_Exercise description_
Return only this: the line with "import nl.jknaapen.fladder.objects.PlayerSettingsObject" and all the lines that follow it below, through the final one, exactly as they are.

_Material provided_

Issue #912, opened 2026-04-06
🐛 Ass subtitles won't show when using transcoded playback


DestinyofYeet:
### Description

Videos which are being viewed transcoded instead of direct won't show subtitles.

### Reproduction steps

```bash
1. Play a video (direct playback)
2. Subtitles are there
2. Select some bitrate
3. No more subtitles (transcoded playback)
```

### Logs

```bash

```

### Platform

Linux

### App Version

0.10.2

### Jellyfin server

10.11.6

rlad78:
Just wanted to note I'm seeing the same issue on 0.10.3 for Linux (Arch, using bin from releases), Android (16, mobile), and macOS (26.3.1). Jellyfin server is on version 10.11.8. Can't yet validate that my issue is directly related to transcoding, as all of my streams have to be transcoded due to bandwidth restrictions. I'll check later when I get home if I get different results.

I'm not too well versed in ffmpeg, but a cursory bit of digging leads me to believe that the subtitles are being excluded from the stream. Forgive me if I'm being a bit naive, but see the `-map -0:s` flag below:

(from Jellyfin transcoding log)
[...]

Issue #861, opened 2026-03-19
🐛 Subtitle size does not scale with video resolution (TV android app)


bientavu:
### Description

The new subtitle configuration implemented in the android TV app in [v0.10.1](https://github.com/DonutWare/Fladder/releases/tag/v0.10.1) is great, but there appears to be a scaling issue depending on the source media.

Expected Behavior: Subtitles should maintain a consistent relative size across different video resolutions.

Actual Behavior: The absolute size of the subtitles seems to change based on the video resolution. For instance, the same configuration results in much smaller subtitles on a 4K video compared to a 1080p video.

I believe it might not only be for subtitle size, but also height offset.

### Reproduction steps

```bash
1. Go to settings and configure a specific subtitle size
2. Play a video with a 1080p resolution and see how it's setup
3. Play a 4K video, and see that the subtitles render smaller
```

### Logs

```bash

```

### Platform

Android TV

### App Version

v0.10.2

### Jellyfin server

10.11.6

ditmarvisser:
I can also add that the subtitle height is dependent on the lower bound of the video. So a 16:9 video has absolute lower subtitles than a 21:9 video. But they both have the same height relative to the bottom of the video.

Issue #473, opened 2025-08-24
🐛 Subtitle Not Loading When External Audio Transcoding


ajanjairam:
### Description

Subtitle is not displaying even if it is selected and this occurs only in transcoding with external audio reason.

URL: <host:port>/videos/<video_id>/master.m3u8?DeviceId=<device_id>&MediaSourceId=<media_source_id>&VideoCodec=h264&AudioCodec=aac&AudioStreamIndex=0&VideoBitrate=119933383&AudioBitrate=66617&AudioSampleRate=48000&MaxFramerate=23.976025&PlaySessionId=<session_id>&api_key=<api_key>&TranscodingMaxAudioChannels=2&RequireAvc=false&EnableAudioVbrEncoding=true&Tag=<tag_id>&SegmentContainer=ts&BreakOnNonKeyFrames=False&h264-level=40&h264-videobitdepth=8&h264-profile=high&h264-audiochannels=2&aac-profile=lc&TranscodeReasons=AudioIsExternal

### Reproduction steps

```bash
1. Go to a Video with external audio
2. Click on Play
3. Subtitle is selected but not displaying
```

### Logs

```bash

```

### Platform

Android

### App Version

0.7.5

wtfolivr:
+1 on this issue for 0.8.0 Android based device.

MPV Shim and JF Browser Player transcode and subtitle works just fine but never Fladder v0.8.0

PR #1077, opened 2026-08-06
fix(Android): Render ASS subtitles on the native player

### LINKED ISSUE #919: 🐛 External ASS subtitles aren't playing on Android TV
### Description

I have a series with .ass subtitles for each episode, named accordingly. They are played with no issue in jellyfin web or in any fladder client i tested (android, desktop) and EVEN on this exact tv when in tablet layout (it was detected this way after i opened fladder right after the tv reboot, another bug?). However, when the app is opened on tv with correct television layout, i can choose the subs but there will be nothing on screen while playing media

Archive with subtitles file i'm having issue with: [subs.zip](https://github.com/user-attachments/files/26519461/subs.zip)

### Reproduction steps

```bash
1. Have correctly named .ass subs along with episode
2. Rescan library
3. Make sure these subs are working in jellyfin webui
4. Play the same media with the same subs in fladder on android tv and see no subtitles
```

### Screenshots

_No response_

### Logs

```bash
Nothing in logs
```

### Platform

Android TV

### App Version

v0.10.2

### Jellyfin server

10.11.8, linuxserver's image

bilbofroggins:
## Problem

ASS/SSA subtitles never render on the Android TV / leanback player. The track appears in the picker, can be selected, and simply draws nothing — no error, no crash, nothing in logs. The same file plays with subtitles correctly on desktop, on web, and even in the same app on the same device in tablet layout.

Fixes #919.

## Why only Android TV

`PlayerOptions.available` (`lib/models/settings/video_player_settings.dart:177`) returns only `nativePlayer` in leanback mode, so TV playback runs through `VideoPlayerActivity` → `android/.../player/ExoPlayer.kt` and renders ASS with **libass** via `io.github.peerless2012:ass-media`. Every other platform uses mpv/mdk. Three different subtitle renderers, and only the libass-on-Android one was broken.

## Root cause

libass is built for Android without a font provider, and `ass-kt` initialises the renderer with:

```c
// lib_ass_kt/src/main/cpp/AssKt.c
ass_set_fonts(assRenderer, NULL, "sans-serif", ASS_FONTPROVIDER_FONTCONFIG, NULL, 1);
```

It requests the **fontconfig** provider, which does not exist in that build, and passes **no default font path**. libass therefore starts with zero fonts:

```
W SubtitleRenderer: can't find selected font provider
W SubtitleRenderer: fontselect: failed to find any fallback with glyph 0x0 for font: (Arial, 700, 0)
```

The failure is silent because of where it lands in the library. `AssSubtitleParser.parse()` rasterises each event and only emits a cue from *inside* `frames?.images?.let { … }`. With no font, `renderFrame()` returns a frame containing no images, so that block never runs and **not one cue is ever handed to ExoPlayer**.

SRT is unaffected: media3 renders it with Android's own `Typeface` stack and never touches libass. That asymmetry is what makes the bug look mysterious from the outside.

## Why registering fonts isn't enough on its own

libass resolves a font in a fixed order (`ass_font_select`, `ass_fontselect.c`):

| # | Step | Result here |
| --- | --- | --- |
| 1 | family the script asks for | `Arial`, `Nirmala UI`, … not on the device |
| 2 | `family_default` | `"sans-serif"`, per the call above |
| 3 | provider's `get_fallback` | no provider exists |
| 4 | `path_default` | `NULL`, and `ass-kt` cannot set it |

Steps 1, 3 and 4 are unreachable from app code, so a font registered as `Droid Sans Fallback` is loaded and then never looked at. Step 2 is the only lever — which means the fallback font has to literally *be* named `sans-serif`.

## The fix

`AssFonts.install()` registers fonts through `Ass.addFont()` and rewrites the fallback font's sfnt `name` table so its family reads `sans-serif`. `"sans-serif"` is shorter than `"Droid Sans Fallback"`, so the records are patched in place — no table resizing, no offset changes, file size unchanged.

The fallback is `assets/mp-font.ttf` (Droid Sans Fallback), already shipped for mpv's `subtitleFontFile` (`lib/wrappers/players/base_player.dart:12`), so CJK is covered and the native player now falls back to the same font as every other platform. `Roboto` and `DroidSans` are also registered under their real names so scripts naming them resolve at step 1.

Two supporting changes:

- **`buildWithAssSupport()` is inlined** in `ExoPlayer.kt`. It constructs the `AssHandler` internally and never returns it, and that handler owns the `Ass` instance fonts attach to. Same wiring, same render type — and as a side benefit the helper no longer silently replaces the configured `dataSourceFactory` with a plain `DefaultDataSource.Factory`.
- **`ass-kt` is declared explicitly** in `build.gradle`, because `ass-media` only depends on it at *runtime* scope, leaving `Ass` off the compile classpath.

## Testing

Verified on a Sony BRAVIA 4K VH2 (Android 12, `leanback_only`, armeabi-v7a) with a direct-played mkv carrying an embedded ASS track and **no font attachments** — the case that was previously guaranteed to fail:

```
fontselect: Using default font family: (Arial, 700, 0) -> DroidSansFallback
fontselect: (Nirmala UI, 700, 0) -> DroidSansFallback
```

Subtitles render with their ASS styling intact — the source's `{\c&H00D8FF&\3c&H054D8B&}` shows up as gold text with a dark blue outline, so colours and outlines survive rather than degrading to plain text. An SRT control cut of the same file was checked before and after to confirm no regression on the non-libass path.

## Related, but deliberately not claimed

- **#1009** overlaps — it also adds font fallback handling, bundled with transcoding track-selection changes, and **will conflict with this in `ExoPlayer.kt`**. This PR is deliberately narrower: one root cause, independently verified on hardware. Happy to rebase around whichever lands first.
- **#861** (subtitle size doesn't scale with video resolution on TV) is adjacent and *not* fixed here. `AssRenderType.LEGACY` sizes libass's frame to the video dimensions rather than the display; moving to the overlay renderer would address it.
- **#912** is Linux/mpv, unrelated to this code path.
- **#473** is transcoding: Jellyfin delivers the subtitle as a sidecar URL, and `VideoPlayerImplementation.open()` only side-loads tracks with `external=true`, which is false for a stream embedded in the source. It is dropped before libass is involved. This fix is a *prerequisite* for that working, not a fix for it.

## Upstream notes

- The real defect is in `ass-kt`: requesting a provider that does not exist in the Android build while passing no default font makes libass unusable unless the host app happens to register a font named `sans-serif`. Worth filing upstream; this workaround can be dropped if `ass_set_fonts` ever becomes configurable.
- `ass-media` is pinned to **0.3.0**. Font *attachments* embedded in an mkv also appear not to load on that version (a test file with a muxed font rendered nothing); peerless2012/libass-android#63 "Fix font loading when attachments precede tracks in MKV" shipped in **0.4.0**. A version bump is worth a separate PR.

🤖 Generated with [Claude Code](https://claude.com/claude-code)

### DIFF
--- a/android/app/build.gradle
+++ b/android/app/build.gradle
@@ -139,6 +139,9 @@ dependencies {
     implementation("androidx.media3:media3-exoplayer-hls:$media3_version")
     implementation("org.jellyfin.media3:media3-ffmpeg-decoder:$media3_version")
     implementation("io.github.peerless2012:ass-media:0.3.0")
+    // ass-media only depends on ass-kt at runtime scope, so Ass/AssRender are not on
+    // the compile classpath. We need Ass.addFont() to give libass a font (see AssFonts).
+    implementation("io.github.peerless2012:ass-kt:0.3.0")
 
     //UI
     implementation("io.github.rabehx:iconsax-compose:0.0.5")
--- a/android/app/src/main/kotlin/nl/jknaapen/fladder/player/ExoPlayer.kt
+++ b/android/app/src/main/kotlin/nl/jknaapen/fladder/player/ExoPlayer.kt
@@ -42,7 +42,10 @@ import androidx.media3.extractor.ts.TsExtractor
 import androidx.media3.ui.AspectRatioFrameLayout
 import androidx.media3.ui.CaptionStyleCompat
 import androidx.media3.ui.PlayerView
-import io.github.peerless2012.ass.media.kt.buildWithAssSupport
+import io.github.peerless2012.ass.media.AssHandler
+import io.github.peerless2012.ass.media.kt.withAssMkvSupport
+import io.github.peerless2012.ass.media.kt.withAssSupport
+import io.github.peerless2012.ass.media.parser.AssSubtitleParserFactory
 import io.github.peerless2012.ass.media.type.AssRenderType
 import kotlinx.coroutines.delay
 
@@ -52,6 +55,7 @@ import nl.jknaapen.fladder.messengers.properlySetSubAndAudioTracks
 import nl.jknaapen.fladder.objects.PlayerSettingsObject
 import nl.jknaapen.fladder.objects.VideoPlayerObject
 import nl.jknaapen.fladder.utility.AllowedOrientations
+import nl.jknaapen.fladder.utility.AssFonts
 import nl.jknaapen.fladder.utility.conditional
 import nl.jknaapen.fladder.utility.getAudioTracks
 import nl.jknaapen.fladder.utility.getSubtitleTracks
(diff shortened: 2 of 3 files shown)


PartyDonut:
This seems like a hacky-fix to what I'm not even sure is the exact problem.

Ass fonts seem to render just fine on my Chromecast 4k. Is this specifically fixing external ass subtitles, or just fixing devices that are missing the required "default" fonts?

bilbofroggins:
> This seems like a hacky-fix to what I'm not even sure is the exact problem.
> 
> Ass fonts seem to render just fine on my Chromecast 4k. Is this specifically fixing external ass subtitles, or just fixing devices that are missing the required "default" fonts?

The problem, at least for me, is not external ass subtitles - it's embedded ones. And I'm not sure about the device missing fonts but I think it's about how they are loaded. I'd be curious to know what type of media you are trying to play. Sometimes the fonts are included into the subtitles, which might be the difference we're seeing. I was testing with this video, which has english subs built-in:
`yt-dlp 'https://archive.org/details/os-038-k-38-cyber-soldier-polygon/OS001_K01+-+Pok%C3%A9mon!+I+Choose+You!.mkv'`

_Problem solution_
 import nl.jknaapen.fladder.objects.PlayerSettingsObject
 import nl.jknaapen.fladder.objects.VideoPlayerObject
 import nl.jknaapen.fladder.utility.AllowedOrientations
+import nl.jknaapen.fladder.utility.AssFonts
 import nl.jknaapen.fladder.utility.conditional
 import nl.jknaapen.fladder.utility.getAudioTracks
 import nl.jknaapen.fladder.utility.getSubtitleTracks
(diff shortened: 2 of 3 files shown)


PartyDonut:
This seems like a hacky-fix to what I'm not even sure is the exact problem.

Ass fonts seem to render just fine on my Chromecast 4k. Is this specifically fixing external ass subtitles, or just fixing devices that are missing the required "default" fonts?

bilbofroggins:
> This seems like a hacky-fix to what I'm not even sure is the exact problem.
> 
> Ass fonts seem to render just fine on my Chromecast 4k. Is this specifically fixing external ass subtitles, or just fixing devices that are missing the required "default" fonts?

The problem, at least for me, is not external ass subtitles - it's embedded ones. And I'm not sure about the device missing fonts but I think it's about how they are loaded. I'd be curious to know what type of media you are trying to play. Sometimes the fonts are included into the subtitles, which might be the difference we're seeing. I was testing with this video, which has english subs built-in:
`yt-dlp 'https://archive.org/details/os-038-k-38-cyber-soldier-polygon/OS001_K01+-+Pok%C3%A9mon!+I+Choose+You!.mkv'`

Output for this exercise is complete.